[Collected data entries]
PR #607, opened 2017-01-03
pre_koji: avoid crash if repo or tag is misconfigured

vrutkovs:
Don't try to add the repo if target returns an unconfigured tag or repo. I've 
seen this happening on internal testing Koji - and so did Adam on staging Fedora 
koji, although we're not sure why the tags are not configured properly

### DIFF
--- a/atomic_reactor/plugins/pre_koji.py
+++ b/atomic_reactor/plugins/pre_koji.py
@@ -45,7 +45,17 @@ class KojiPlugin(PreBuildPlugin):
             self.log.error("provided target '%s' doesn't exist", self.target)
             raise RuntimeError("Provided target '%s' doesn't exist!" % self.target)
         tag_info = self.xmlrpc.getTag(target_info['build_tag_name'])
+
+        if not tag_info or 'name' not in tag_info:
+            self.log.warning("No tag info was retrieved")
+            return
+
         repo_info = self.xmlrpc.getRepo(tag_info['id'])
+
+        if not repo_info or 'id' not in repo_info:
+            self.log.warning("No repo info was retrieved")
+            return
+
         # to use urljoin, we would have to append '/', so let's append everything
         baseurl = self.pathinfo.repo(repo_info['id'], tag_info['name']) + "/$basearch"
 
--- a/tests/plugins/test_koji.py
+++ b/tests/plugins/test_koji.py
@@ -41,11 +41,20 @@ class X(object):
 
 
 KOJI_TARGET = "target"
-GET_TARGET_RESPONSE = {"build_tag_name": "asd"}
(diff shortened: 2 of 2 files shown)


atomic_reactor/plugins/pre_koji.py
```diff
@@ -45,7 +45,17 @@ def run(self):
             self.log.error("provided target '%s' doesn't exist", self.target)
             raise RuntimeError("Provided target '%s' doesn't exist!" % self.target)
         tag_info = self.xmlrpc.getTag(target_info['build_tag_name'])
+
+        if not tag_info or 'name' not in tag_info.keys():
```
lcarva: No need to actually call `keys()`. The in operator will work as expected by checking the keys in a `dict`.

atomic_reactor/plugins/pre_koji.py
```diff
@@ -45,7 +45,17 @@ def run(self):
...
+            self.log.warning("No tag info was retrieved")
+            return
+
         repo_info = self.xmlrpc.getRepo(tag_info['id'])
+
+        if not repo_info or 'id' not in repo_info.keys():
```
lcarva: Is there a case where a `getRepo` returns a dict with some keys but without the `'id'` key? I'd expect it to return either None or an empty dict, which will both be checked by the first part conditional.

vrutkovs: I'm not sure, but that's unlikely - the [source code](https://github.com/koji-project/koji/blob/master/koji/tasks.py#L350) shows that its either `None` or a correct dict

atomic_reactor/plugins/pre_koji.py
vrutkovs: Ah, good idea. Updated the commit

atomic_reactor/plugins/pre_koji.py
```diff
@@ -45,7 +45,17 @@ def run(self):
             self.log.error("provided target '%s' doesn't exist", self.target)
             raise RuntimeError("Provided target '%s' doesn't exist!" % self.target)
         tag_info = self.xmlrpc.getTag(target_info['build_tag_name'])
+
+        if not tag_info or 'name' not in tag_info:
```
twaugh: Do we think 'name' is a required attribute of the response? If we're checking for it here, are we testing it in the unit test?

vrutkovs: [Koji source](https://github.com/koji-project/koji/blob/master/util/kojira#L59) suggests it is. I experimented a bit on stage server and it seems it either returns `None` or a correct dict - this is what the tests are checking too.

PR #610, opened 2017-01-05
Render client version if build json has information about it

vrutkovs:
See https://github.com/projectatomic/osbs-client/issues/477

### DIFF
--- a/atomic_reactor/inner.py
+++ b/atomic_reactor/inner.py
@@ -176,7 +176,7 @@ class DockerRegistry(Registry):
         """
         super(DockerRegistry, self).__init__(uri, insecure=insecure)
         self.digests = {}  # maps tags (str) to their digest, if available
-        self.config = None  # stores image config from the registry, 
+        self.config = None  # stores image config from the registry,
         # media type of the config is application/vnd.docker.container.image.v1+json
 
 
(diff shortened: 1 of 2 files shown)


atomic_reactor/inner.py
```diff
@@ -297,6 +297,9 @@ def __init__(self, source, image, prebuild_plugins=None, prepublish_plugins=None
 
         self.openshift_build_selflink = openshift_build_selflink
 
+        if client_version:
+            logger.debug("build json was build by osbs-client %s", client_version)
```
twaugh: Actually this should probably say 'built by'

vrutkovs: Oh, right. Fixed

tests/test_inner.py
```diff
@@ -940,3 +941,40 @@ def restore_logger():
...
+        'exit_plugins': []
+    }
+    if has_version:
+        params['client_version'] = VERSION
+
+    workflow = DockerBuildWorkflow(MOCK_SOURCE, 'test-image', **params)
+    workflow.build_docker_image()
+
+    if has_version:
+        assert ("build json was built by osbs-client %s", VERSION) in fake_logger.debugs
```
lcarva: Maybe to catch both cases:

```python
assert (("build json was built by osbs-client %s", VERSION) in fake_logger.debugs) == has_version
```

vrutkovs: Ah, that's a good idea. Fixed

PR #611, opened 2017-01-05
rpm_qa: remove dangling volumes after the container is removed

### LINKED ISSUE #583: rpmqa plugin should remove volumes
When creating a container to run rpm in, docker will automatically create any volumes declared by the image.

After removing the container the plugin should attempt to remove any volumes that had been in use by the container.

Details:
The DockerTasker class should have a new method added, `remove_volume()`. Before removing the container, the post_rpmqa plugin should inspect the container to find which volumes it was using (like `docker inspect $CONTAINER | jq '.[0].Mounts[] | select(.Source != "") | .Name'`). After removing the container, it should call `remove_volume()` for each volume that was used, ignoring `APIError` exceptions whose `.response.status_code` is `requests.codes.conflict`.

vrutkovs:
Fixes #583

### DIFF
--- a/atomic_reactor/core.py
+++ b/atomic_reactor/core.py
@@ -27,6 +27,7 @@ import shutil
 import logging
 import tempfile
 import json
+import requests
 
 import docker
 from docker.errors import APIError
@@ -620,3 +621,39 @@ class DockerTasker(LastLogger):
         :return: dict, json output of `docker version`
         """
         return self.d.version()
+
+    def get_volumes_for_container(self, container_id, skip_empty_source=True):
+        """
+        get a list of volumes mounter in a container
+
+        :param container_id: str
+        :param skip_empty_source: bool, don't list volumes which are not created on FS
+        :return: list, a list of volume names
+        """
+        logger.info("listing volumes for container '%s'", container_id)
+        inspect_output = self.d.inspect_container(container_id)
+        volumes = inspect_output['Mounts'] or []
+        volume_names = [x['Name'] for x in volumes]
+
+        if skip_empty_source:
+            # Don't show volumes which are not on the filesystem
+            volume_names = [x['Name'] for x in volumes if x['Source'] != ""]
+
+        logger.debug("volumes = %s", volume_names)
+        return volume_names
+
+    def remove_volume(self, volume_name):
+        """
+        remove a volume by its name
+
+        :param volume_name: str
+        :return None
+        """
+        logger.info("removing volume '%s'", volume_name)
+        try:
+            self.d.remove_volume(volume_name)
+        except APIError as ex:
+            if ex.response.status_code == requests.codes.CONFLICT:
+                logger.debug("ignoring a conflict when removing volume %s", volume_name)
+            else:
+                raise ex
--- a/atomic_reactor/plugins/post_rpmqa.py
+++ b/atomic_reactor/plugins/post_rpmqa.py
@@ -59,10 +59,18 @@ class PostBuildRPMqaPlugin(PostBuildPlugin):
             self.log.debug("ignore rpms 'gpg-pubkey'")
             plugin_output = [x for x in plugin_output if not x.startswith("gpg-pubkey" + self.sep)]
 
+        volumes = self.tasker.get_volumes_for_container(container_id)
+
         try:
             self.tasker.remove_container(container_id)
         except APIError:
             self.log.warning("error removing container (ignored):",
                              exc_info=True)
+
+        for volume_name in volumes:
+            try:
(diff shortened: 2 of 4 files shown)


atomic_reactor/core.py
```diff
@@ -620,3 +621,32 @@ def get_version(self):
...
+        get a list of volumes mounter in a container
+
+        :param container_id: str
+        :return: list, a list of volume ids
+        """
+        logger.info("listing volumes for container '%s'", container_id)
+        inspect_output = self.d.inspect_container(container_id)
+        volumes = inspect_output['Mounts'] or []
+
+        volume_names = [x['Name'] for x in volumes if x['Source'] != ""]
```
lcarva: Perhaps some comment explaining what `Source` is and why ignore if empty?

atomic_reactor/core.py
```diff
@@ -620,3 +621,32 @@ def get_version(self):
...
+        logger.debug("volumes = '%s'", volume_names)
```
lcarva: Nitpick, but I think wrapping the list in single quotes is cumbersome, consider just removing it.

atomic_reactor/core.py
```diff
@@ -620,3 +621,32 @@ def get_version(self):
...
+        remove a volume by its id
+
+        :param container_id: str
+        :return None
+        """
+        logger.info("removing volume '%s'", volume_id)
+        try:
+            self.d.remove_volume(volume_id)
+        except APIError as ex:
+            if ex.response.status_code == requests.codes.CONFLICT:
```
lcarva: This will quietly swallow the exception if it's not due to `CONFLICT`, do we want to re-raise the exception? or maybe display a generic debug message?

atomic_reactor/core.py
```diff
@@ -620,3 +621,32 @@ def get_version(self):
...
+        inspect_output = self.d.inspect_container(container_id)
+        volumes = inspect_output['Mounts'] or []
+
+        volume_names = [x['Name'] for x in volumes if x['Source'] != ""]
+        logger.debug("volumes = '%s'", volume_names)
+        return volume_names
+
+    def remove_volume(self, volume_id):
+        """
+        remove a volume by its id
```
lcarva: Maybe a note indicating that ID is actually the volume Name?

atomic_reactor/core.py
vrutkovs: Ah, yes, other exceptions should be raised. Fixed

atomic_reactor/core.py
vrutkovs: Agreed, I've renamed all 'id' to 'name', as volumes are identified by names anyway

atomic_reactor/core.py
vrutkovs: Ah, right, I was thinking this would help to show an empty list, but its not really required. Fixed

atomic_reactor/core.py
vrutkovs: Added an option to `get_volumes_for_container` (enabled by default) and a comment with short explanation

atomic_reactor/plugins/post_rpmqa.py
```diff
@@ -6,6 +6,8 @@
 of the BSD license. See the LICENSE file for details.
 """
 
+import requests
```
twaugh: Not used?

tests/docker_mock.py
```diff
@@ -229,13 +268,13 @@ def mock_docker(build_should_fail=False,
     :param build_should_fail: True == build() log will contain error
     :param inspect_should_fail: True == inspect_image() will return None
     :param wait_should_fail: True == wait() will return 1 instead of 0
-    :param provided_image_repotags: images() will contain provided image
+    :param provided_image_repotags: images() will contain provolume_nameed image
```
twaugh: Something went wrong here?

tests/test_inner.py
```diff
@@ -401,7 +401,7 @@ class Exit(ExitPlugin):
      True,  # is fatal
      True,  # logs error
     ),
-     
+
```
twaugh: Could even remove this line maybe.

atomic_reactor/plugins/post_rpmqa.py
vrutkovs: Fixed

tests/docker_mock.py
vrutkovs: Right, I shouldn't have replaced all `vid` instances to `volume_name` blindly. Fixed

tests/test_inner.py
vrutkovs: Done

What this task involves -> The lines from the beginning of the records through the line containing "# to use urljoin, we" should be reproduced exactly. Include nothing else.

Task answer ->
PR #607, opened 2017-01-03
pre_koji: avoid crash if repo or tag is misconfigured

vrutkovs:
Don't try to add the repo if target returns an unconfigured tag or repo. I've 
seen this happening on internal testing Koji - and so did Adam on staging Fedora 
koji, although we're not sure why the tags are not configured properly

### DIFF
--- a/atomic_reactor/plugins/pre_koji.py
+++ b/atomic_reactor/plugins/pre_koji.py
@@ -45,7 +45,17 @@ class KojiPlugin(PreBuildPlugin):
             self.log.error("provided target '%s' doesn't exist", self.target)
             raise RuntimeError("Provided target '%s' doesn't exist!" % self.target)
         tag_info = self.xmlrpc.getTag(target_info['build_tag_name'])
+
+        if not tag_info or 'name' not in tag_info:
+            self.log.warning("No tag info was retrieved")
+            return
+
         repo_info = self.xmlrpc.getRepo(tag_info['id'])
+
+        if not repo_info or 'id' not in repo_info:
+            self.log.warning("No repo info was retrieved")
+            return
+
         # to use urljoin, we would have to append '/', so let's append everything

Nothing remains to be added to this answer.